# Student's t-distribution

### Student's t-distribution

#### Lessons

In the previous section we discovered how to make a confidence interval for estimating population mean. However we knew what the population standard deviation ($\sigma$) was. However it is not always the case that $\sigma$ is known.

If population standard deviation ($\sigma$) is unknown then to make a confidence interval to estimate population mean we cannot our old formula for error: $E=Z_\frac{\sigma}{2}*\frac{\sigma}{\sqrt{n}}$ as it requires a knowledge of $\sigma$. So instead we are required to use a thing called t-scores ($t_{\frac{\alpha}{2}})$.
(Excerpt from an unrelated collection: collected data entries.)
PR #3437, opened 2018-02-05
FUTURE: Remove deprecated features of LibTorrent

Captain-Coder:
My libtorrent (built from Arch User Repository) does not contain the deprecated features by default. This PR documents the current state of affairs of what is needed to make tribler work with lib torrent without the deprecated features.

### DIFF
--- a/Tribler/Core/Libtorrent/LibtorrentMgr.py
+++ b/Tribler/Core/Libtorrent/LibtorrentMgr.py
@@ -41,7 +41,6 @@ DEFAULT_DHT_ROUTERS = [
     ("router.utorrent.com", 6881)
 ]
 DEFAULT_LT_EXTENSIONS = [
-    lt.create_metadata_plugin,
     lt.create_ut_metadata_plugin,
     lt.create_ut_pex_plugin,
     lt.create_smart_ban_plugin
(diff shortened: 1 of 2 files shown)


Tribler/Core/Libtorrent/LibtorrentMgr.py
```diff
@@ -204,16 +212,19 @@ def create_session(self, hops=0, store_listen_port=True):
...
             ltsession_settings['upload_rate_limit'] = self.tribler_session.config.get_libtorrent_max_upload_rate()
             ltsession_settings['download_rate_limit'] = self.tribler_session.config.get_libtorrent_max_download_rate()
-            ltsession.set_settings(ltsession_settings)
+            if is_1_1_version:
+                ltsession.apply_settings(ltsession_settings)
+            else:
+                ltsession.set_settings(ltsession_settings)
 
         for router in DEFAULT_DHT_ROUTERS:
             ltsession.add_dht_router(*router)
```
arvidn: it's much better to add these as part of the settings when the session is constructed. (I'll make a note there too)

Tribler/Core/Libtorrent/LibtorrentMgr.py
```diff
@@ -129,31 +128,30 @@ def shutdown(self):
...
 
+        is_1_1_version = LooseVersion(self.get_libtorrent_version()) >= LooseVersion("1.1.0")
+
         # Due to a bug in Libtorrent 0.16.18, the outgoing_port and num_outgoing_ports value should be set in
         # the settings dictionary
         settings['outgoing_port'] = 0
         settings['num_outgoing_ports'] = 1
 
+        if is_1_1_version:
+            settings["dht_bootstrap_nodes"] = ""
```
arvidn: I imagine you would want to do something like: ``','.join(DEFAULT_DHT_ROUTERS)``

Tribler/Core/Libtorrent/LibtorrentMgr.py
Captain-Coder: Yup, I completely agree! I previously submitted a PR that did just that (aswell as join the DHT nodes). https://github.com/Tribler/tribler/pull/3084/files#diff-63cb62bb807795516a444dcad4ba3097 but it got rejected. Mostly because it broke older versions. This formulation/structure is the minimal that @devos50 came up with that results in the least extra code to support the various versions.

qstokkink:
I'd like someone else to verify, but I think Debian is now pushing `1.1` and we can pick up this PR again.

devos50:
I think this issue is superseded by #4368. Note that I took this PR as a reference for my work in #4368 so it has been helpful. 👍

Issue #3183, opened 2017-11-03
The future of our DHTs plan


synctext:
What is our goal with hidden seeder discovery?

We now have the Libtorrent DHT and the Python based DHT using different ports.
- Do we create a Libtorrent patch to expose their DHT?
- Do we create a DHT community?

Related issues. DHT self-DDos: #3065 Latency influence on Libtorrent: #2620

qstokkink:
Related to #109

synctext:
In introduction point we might require to do "DHT address rewriting" and keep track of DHT ID of the seeders for parsing incoming DHT responses. (DHT NATting) :-1:

egbertbouman:
We could solve this in a number of ways, for instance:

* Run a single (pymdht) DHT instance for each exit node and use this to do all our DHT requests. This would either require detecting and parsing DHT traffic coming from libtorrent, or somehow send the DHT request to the exit node manually (e.g., using a Dispersy message).
* Create our own DHT community. Since pymdht does not support BEP-44, the main benefit is that we could store additional information in the DHT, avoiding the use of the key-request/response stuff.
* As a secondary mechanism maybe we could use the top-n most frequently used public UDP trackers (from our database).

synctext:
Attack nearby keyspace:
```BEP44 allows keys to be the hash of an ed25519 public key with arbitrary 1k signed content. However, this protocol extension introduces new problems. An attacker can identify a hash they want to disrupt and generate nearby hashes so that responsibility for a hash moves onto nodes the attacker controls. This attack is addressed in dht_sec, but there is no analogous protection for BEP44 dht_store keys.```
https://gist.github.com/substack/eadd13302d785dc13aac#file-results-markdown

egbertbouman:
Status:
- Kademlia implementation: fast and designed for integrated NAT traversal
- routing table functional, designed as isolated DHT community https://github.com/egbertbouman/tribler/blob/dht/Tribler/community/dht/routing.py#L119
- the current protocol is iterative, which means that due to connectablity issues we will not always get a response
- besides smaller unit tests, we also have a larger test with a network of 25 nodes https://github.com/egbertbouman/tribler/blob/dht/Tribler/Test/Community/DHT/test_community.py#L109
- no node balancing test yet or any other deployments tests

synctext:
ToDo in Design 3: caching mechanism for popular torrents or Tribler channels. (e.g. no trackers needed)

qstokkink:
[...]

PR #3438, opened 2018-02-05
WIP: Refactor DHT usage

Captain-Coder:
This implements https://github.com/Tribler/tribler/issues/3183#issuecomment-344624844 option 1.

- [X] Send DHT requests to the exit's dht implementation & add to download
- [X] Disable libtorrent dht when hops > 0

Optional feature:
- [ ] Run a single dht on an exit. Currently every tunnel helper gets one. If an exit runs multiple of those, the exit will have multiple dht's running

Also a minor fix, when DLSTATUS == Metadata, we do want to find introduction points, to get metadata that way.


devos50:
I assume this PR is superseded by the implementation and deployment of EgbertDHT?

PR #3445, opened 2018-02-07
Ported the MarketCommunity to IPv8

devos50:
This PR ports the market community to IPv8 structure, which leads to a significant cleanup of the code.

Due to inner workings of the Python import mechanism, I had to add the IPv8 base files for testing to the Tribler repository. While this leads to code duplication, we can't think of any easy way of preventing this.

Depends on #3462


devos50:
We should update the submodule pointer of ipv8 before merging this 👍

qstokkink:
You could also do that in this PR.

qstokkink:
Some pop-up documentation:

Be sure to add your overlay to `<LaunchManyCore instance>.ipv8.overlays` and add a walking strategy to `<LaunchManyCore instance>.ipv8.strategies` (probably best to do this from within `LaunchManyCore.load_communities()`).

We should also enable the ipv8 `DiscoveryCommunity` in the `IPv8Module` class.

devos50:
This PR requires that the tunnel community is refactored properly first since the `TrustchainWallet` in this PR expects a IPv8 compatible trustchain community. I will work towards that first.

devos50:
retest this please

devos50:
retest this please

PR #3449, opened 2018-02-08
Ignore invalid infohash

xoriole:
If the info hash is found invalid when trying to add a torrent, it is simply logged and ignored.


xoriole:
retest this please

Once we find the t-scores for particular values (this is done in a similar way to finding z-scores) we have a new formula for the Margin of Error:
$E=Z_\frac{\sigma}{2}*\frac{S}{\sqrt{n}}$
• Introduction
How do we estimate population mean when ? is unknown?

• 1.
Determining a Confidence Interval for a Population Mean using t-distributions
The "Vendee Globe" is an around the world solo yacht race. In a particular year 31 sailors did the race and finished with an average time of 123 days, with a standard deviation of 11 days. With a t-score of $t_\frac{\alpha}{2}=2.45$ construct a confidence interval for the average amount of time it takes the average Vendee Globe sailor to circumnavigate the world (sail around the world).

• 2.
In "Anchiles", a small made-up town near the equator, 15 random days were sampled and found to have an average temperature of 28°C, with a standard deviation of 4°C. Assume that the average daily temperature of this town is normally distributed.
a)
With a 95% confidence where does the average daily temperature of Anchiles lie?

b)
What if we knew that in fact that the standard deviation of temperature was 4°C for the entire population? Then with a 95% confidence where does the average daily temperature of Anchiles lie?

c)
From the previous two questions, which has a larger confidence interval? Why might that be the case? Look at the t-scores as the sample gets larger and larger.

• 3.
Determining the Sample Standard Deviation with a given Margin of Error
From a sample of 25 new drivers it was found that the average age that a young adult in British Columbia receives their driver's license is given with a 90% confidence as somewhere in the interval of 16.72< $\mu$ <23.28 years old. Assume that the age that new drivers receive their license is normally distributed. What was the standard deviation from this sample?